===== Source data
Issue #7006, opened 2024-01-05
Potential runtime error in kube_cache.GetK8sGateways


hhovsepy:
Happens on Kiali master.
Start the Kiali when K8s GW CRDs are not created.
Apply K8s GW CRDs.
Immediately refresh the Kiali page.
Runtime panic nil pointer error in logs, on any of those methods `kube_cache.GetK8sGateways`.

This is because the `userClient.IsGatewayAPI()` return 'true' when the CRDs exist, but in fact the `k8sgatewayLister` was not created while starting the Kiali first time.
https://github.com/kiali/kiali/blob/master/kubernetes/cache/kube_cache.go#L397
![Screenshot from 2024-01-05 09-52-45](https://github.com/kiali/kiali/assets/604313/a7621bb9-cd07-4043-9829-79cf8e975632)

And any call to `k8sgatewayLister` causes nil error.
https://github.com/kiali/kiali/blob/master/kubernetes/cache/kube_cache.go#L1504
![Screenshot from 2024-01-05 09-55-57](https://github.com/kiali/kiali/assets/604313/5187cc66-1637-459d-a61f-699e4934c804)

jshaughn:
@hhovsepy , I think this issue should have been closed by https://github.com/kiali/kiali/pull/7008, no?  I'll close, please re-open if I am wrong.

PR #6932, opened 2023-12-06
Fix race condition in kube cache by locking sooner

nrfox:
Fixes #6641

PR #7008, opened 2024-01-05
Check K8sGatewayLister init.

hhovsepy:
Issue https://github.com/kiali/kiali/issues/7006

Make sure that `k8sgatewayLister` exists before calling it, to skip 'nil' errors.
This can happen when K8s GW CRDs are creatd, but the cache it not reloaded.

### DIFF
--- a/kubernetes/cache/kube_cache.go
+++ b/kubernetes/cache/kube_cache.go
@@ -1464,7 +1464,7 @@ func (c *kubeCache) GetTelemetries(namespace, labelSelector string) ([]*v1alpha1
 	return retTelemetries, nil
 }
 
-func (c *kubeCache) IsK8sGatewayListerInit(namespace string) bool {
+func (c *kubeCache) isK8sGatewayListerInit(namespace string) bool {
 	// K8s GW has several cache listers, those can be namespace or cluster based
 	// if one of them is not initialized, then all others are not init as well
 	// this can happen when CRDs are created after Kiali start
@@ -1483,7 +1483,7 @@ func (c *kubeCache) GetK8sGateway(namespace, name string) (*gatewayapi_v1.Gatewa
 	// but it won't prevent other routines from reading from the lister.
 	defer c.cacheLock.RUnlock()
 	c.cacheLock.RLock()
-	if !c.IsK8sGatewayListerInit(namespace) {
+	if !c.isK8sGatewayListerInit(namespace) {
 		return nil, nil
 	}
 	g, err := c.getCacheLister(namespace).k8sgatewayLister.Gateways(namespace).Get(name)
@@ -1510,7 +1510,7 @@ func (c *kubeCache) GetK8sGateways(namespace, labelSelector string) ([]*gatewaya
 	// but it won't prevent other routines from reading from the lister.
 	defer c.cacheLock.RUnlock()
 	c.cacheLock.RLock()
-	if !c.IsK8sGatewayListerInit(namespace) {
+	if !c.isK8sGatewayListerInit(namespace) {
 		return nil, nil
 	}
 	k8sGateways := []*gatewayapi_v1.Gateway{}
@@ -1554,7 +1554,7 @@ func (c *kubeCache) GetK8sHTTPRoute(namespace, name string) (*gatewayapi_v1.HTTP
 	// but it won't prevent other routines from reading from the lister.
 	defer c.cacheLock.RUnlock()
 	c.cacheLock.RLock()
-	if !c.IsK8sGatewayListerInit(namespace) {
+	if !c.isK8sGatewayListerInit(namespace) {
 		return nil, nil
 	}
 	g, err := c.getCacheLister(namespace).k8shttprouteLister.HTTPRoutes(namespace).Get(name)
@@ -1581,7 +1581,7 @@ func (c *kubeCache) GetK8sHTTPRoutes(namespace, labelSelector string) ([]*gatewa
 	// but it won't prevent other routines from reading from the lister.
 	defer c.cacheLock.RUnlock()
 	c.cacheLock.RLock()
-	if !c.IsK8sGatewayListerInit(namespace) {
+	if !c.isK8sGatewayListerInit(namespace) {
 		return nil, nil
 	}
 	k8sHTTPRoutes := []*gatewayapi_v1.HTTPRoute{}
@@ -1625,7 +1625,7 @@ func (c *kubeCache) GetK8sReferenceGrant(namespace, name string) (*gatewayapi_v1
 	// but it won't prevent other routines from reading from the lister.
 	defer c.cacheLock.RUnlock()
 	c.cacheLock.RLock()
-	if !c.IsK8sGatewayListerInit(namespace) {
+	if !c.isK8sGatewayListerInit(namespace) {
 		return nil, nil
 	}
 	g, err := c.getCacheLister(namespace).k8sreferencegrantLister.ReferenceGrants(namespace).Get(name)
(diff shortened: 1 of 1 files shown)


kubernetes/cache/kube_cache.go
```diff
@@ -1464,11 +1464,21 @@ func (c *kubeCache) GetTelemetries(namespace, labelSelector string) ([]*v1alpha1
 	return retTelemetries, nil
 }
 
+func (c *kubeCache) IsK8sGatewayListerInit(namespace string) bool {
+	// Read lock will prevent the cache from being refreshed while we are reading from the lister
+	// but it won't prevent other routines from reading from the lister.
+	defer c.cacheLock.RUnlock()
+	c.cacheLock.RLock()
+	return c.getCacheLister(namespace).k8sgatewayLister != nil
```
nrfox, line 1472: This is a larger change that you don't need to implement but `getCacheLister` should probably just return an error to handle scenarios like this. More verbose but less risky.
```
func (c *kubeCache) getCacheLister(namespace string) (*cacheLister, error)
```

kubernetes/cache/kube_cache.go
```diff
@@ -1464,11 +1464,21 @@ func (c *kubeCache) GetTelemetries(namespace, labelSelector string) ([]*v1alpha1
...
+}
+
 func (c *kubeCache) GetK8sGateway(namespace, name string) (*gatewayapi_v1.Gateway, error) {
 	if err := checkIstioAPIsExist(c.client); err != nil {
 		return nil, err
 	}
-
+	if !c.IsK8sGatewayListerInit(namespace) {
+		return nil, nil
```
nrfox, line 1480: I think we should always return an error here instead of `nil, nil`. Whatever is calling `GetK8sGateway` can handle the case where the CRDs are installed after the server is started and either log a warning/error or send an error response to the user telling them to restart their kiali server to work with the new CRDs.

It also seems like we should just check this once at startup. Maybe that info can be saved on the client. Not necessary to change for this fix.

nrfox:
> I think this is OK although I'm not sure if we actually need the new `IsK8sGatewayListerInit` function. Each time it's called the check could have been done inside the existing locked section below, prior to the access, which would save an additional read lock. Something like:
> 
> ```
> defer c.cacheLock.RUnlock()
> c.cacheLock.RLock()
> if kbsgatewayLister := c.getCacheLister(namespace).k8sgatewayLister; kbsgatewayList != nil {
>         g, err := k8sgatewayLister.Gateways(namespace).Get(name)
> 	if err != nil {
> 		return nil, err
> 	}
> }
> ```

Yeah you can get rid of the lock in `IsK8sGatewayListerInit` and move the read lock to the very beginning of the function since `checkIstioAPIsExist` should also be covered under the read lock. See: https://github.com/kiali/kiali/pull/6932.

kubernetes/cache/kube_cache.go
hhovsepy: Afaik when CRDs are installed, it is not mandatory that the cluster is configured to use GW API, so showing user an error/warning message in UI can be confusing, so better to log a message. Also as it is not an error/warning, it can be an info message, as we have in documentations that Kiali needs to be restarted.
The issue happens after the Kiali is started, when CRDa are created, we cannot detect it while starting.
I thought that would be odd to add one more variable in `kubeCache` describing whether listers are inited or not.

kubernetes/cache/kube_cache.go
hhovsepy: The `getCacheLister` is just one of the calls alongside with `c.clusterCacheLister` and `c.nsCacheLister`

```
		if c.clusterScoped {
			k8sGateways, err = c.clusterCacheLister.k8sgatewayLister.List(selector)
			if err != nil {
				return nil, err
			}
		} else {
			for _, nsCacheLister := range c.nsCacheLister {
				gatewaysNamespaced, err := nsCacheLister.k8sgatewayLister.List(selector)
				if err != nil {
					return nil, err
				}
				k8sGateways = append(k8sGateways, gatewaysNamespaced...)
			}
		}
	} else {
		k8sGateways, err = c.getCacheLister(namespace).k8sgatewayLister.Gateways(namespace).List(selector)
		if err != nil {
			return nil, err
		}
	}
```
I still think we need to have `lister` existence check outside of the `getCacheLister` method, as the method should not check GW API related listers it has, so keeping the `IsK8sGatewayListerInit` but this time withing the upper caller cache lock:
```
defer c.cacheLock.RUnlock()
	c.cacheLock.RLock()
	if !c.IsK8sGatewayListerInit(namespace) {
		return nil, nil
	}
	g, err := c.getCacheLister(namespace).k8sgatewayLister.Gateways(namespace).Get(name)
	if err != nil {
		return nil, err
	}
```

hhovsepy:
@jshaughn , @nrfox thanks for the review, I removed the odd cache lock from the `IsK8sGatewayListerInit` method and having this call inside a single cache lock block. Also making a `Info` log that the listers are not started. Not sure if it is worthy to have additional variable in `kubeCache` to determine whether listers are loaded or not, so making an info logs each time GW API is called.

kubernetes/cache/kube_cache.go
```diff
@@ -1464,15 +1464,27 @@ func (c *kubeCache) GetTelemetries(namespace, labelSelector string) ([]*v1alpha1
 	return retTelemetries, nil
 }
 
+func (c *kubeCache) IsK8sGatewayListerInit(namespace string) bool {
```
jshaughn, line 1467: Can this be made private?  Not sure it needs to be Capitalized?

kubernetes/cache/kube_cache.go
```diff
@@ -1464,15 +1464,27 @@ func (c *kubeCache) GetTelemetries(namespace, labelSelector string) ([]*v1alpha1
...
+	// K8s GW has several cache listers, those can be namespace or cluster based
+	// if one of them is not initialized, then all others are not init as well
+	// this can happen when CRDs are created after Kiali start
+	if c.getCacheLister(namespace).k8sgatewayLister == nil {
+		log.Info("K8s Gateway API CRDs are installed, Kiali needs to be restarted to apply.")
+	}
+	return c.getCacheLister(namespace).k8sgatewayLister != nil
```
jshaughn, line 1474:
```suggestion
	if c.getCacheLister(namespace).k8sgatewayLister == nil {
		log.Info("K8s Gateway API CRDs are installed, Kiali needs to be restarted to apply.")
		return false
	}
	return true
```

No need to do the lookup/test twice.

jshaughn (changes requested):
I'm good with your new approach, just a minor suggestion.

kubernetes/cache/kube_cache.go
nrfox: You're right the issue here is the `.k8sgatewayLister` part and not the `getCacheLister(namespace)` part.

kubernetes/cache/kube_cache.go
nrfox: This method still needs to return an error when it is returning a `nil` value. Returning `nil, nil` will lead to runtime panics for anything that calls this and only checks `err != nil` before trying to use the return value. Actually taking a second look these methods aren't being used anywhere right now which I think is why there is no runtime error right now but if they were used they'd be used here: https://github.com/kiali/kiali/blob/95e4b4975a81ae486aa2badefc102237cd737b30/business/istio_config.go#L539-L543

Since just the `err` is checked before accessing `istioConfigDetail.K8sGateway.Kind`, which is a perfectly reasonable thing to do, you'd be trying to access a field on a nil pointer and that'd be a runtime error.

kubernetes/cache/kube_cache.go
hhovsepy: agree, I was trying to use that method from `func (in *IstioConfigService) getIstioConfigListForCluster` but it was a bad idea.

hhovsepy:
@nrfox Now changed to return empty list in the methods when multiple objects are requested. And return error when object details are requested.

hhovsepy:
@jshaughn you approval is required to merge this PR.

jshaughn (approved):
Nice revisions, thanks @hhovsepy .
==========
# Instructions to follow
In the records above, which lines hold the string "whether"? Copy each one.

# Written solution
I thought that would be odd to add one more variable in `kubeCache` describing whether listers are inited or not.
@jshaughn , @nrfox thanks for the review, I removed the odd cache lock from the `IsK8sGatewayListerInit` method and having this call inside a single cache lock block. Also making a `Info` log that the listers are not started. Not sure if it is worthy to have additional variable in `kubeCache` to determine whether listers are loaded or not, so making an info logs each time GW API is called.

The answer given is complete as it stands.